A nice paper (see edit below!), which proves some similar results, is:
MR1473172 (98i:22003)
Neeb, Karl-Hermann(D-ERL-MI)
On a theorem of S. Banach. (English summary)
J. Lie Theory 7 (1997), no. 2, 293–300.
http://www.ams.org/mathscinet-getitem?mr=1473172

I'm afraid that I don't know the limits of these sort of results (i.e. a counter-example in the non-separable case, say), or if being an automorphisms gives anything more.

Edit: As Julien points out in a comment, this paper of Neeb is a little suspect, so I withdraw my recommendation. André Henriques shows, in a short argument, that given a bijective group homomorphism which is measurable for the completed Haar measure, the homomorphism must be continuous.

I was a bit worried about the difference between "measurable" in the sense of "inverse image of open set is Borel or Haar measurable" and this stronger sense.
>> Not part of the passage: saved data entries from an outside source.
PR #4947, opened 2020-02-17
Benchmarking for Offchain Phragmén. 

kianenigma:
Adds some benchmarking and builds on top of https://github.com/paritytech/substrate/pull/4517.


frame/staking/Cargo.toml
```diff
@@ -20,6 +20,11 @@ pallet-session = { version = "2.0.0", features = ["historical"], path = "../sess
 pallet-authorship = { version = "2.0.0", default-features = false, path = "../authorship" }
 sp-application-crypto = { version = "2.0.0", default-features = false, path = "../../primitives/application-crypto" }
 
+# Needed for benchmarking stuff. TODO: this stuff must NOT be always compiled. use a feature.
+pallet-indices = { version = "2.0.0", default-features = false, path = "../indices" }
```
kianenigma: cc @DarkEld3r

bkchr: Could we not put the benchmarking into its own crate?

primitives/phragmen/compact/src/assignment.rs
```diff
@@ -187,6 +187,7 @@ pub(crate) fn assignment(
 
 				for _phragmen::Assignment { who, distribution } in assignments {
 					match distribution.len() {
+						0 => continue /* ignore and move on */,
```
marcio-diaz: Remove comment or explain better :P

frame/staking/src/offchain_election.rs
```diff
@@ -195,3 +158,91 @@ pub(crate) fn compute_offchain_election<T: Trait>() -> Result<(), OffchainElecti
...
+			let stake = stake_of(&a.who);
+			a.into_staked(stake, true)
+		})
+		.collect();
+
+	if do_reduce {
+		reduce(&mut staked);
+	}
+
+	// convert back to ratio assignment. This takes less space.
```
marcio-diaz:
```suggestion
	// Convert back to ratio assignment. This takes less space.
```

frame/staking/src/offchain_election.rs
```diff
@@ -195,3 +158,91 @@ pub(crate) fn compute_offchain_election<T: Trait>() -> Result<(), OffchainElecti
...
+			<usize as TryInto<ValidatorIndex>>::try_into(i).ok()
+		)
+	};
+	let stake_of = |who: &T::AccountId| -> ExtendedBalance {
+		<T::CurrencyToVote as Convert<BalanceOf<T>, u64>>::convert(
+			<Module<T>>::slashable_balance_of(who)
+		) as ExtendedBalance
+	};
+
+	// clean winners
```
marcio-diaz:
```suggestion
	// Clean winners.
```

frame/staking/Cargo.toml
kianenigma: We sure could. Question is, is it needed given 
https://github.com/paritytech/substrate/issues/4873

frame/staking/src/benchmarking.rs
```diff
@@ -0,0 +1,651 @@
...
+	fn instance(&self, components: &[(BenchmarkParameter, u32)])
+		-> Result<(Call<T>, RawOrigin<T::AccountId>), &'static str>
+	{
+		let num_validators = components.iter().find(|&c| c.0 == BenchmarkParameter::V).unwrap().1;
+		let num_nominators = components.iter().find(|&c| c.0 == BenchmarkParameter::N).unwrap().1;
+		let edge_per_voter = components.iter().find(|&c| c.0 == BenchmarkParameter::Z).unwrap().1;
+		let mode: BenchmarkingMode = BenchmarkingMode::WeakerSubmission;
+		let do_reduce: bool = true;
+		let to_elect: u32 = components.iter().find(|&c| c.0 == BenchmarkParameter::E).unwrap().1;
+
```
marcio-diaz: Mmm, I wonder if we should start building on top of the branch of Gav, it seems almost finished.

frame/staking/Cargo.toml
bkchr: As you know, features are broken in Rust/Cargo. I like to prevent their usage as much as possible. But yeah, as long as you don't have diverging code bases based on the feature, "it should be okay"

frame/staking/src/benchmarking.rs
kianenigma: Regardless of the benchmarking details, this also has one or two code updates that are needed in the base branch. So I'd prefer getting this stuff asap into the base.

frame/staking/src/benchmarking.rs
```diff
@@ -0,0 +1,703 @@
...
+static mut SEED: u64 = 999_666;
+static mut MODE: BenchmarkingMode = BenchmarkingMode::StrongerSubmission;
+
+type AddressOf<T> = Address<<T as frame_system::Trait>::AccountId, u32>;
+
+/// _r_andom number in _r_ange.
+fn rr(a: u32, b: u32) -> u32 {
+	// well, what do you expect? This is just benchmark code.
+	unsafe {
```
shawntabrizi: dumb question, what about this is unsafe?

kianenigma: Mutating a global static requires unsafe.

kianenigma:
@shawntabrizi I will try to keep this branch up to date for usability, but I don't see any point in merging it. The dependencies are ugly and the internals need to become compatible with the macro, which I am not sure if it is possible for now. So no need to rush into this.

kianenigma:
This is beyond saving. I will make a new PR soonish.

But I think uniqueness of Haar measures rescues us. Indeed, if $\tau:G\rightarrow G$ is a continuous automorphism of $G$, then the map $A\mapsto |\tau(A)|$ will be a left invariant measure; as $\tau$ is a homeomorphism, this measure also assigns finite measure to compacts, and non-zero measure to open sets. Thus it will be proportional to the Haar measure. As $\tau$ preserves Borel sets, it follows that it will preserve all the Haar measurable sets, and so will be measurable in this strong sense. Note that the example of Robin Chapman shows that this isn't necessarily so for a merely injective, continuous homomorphism.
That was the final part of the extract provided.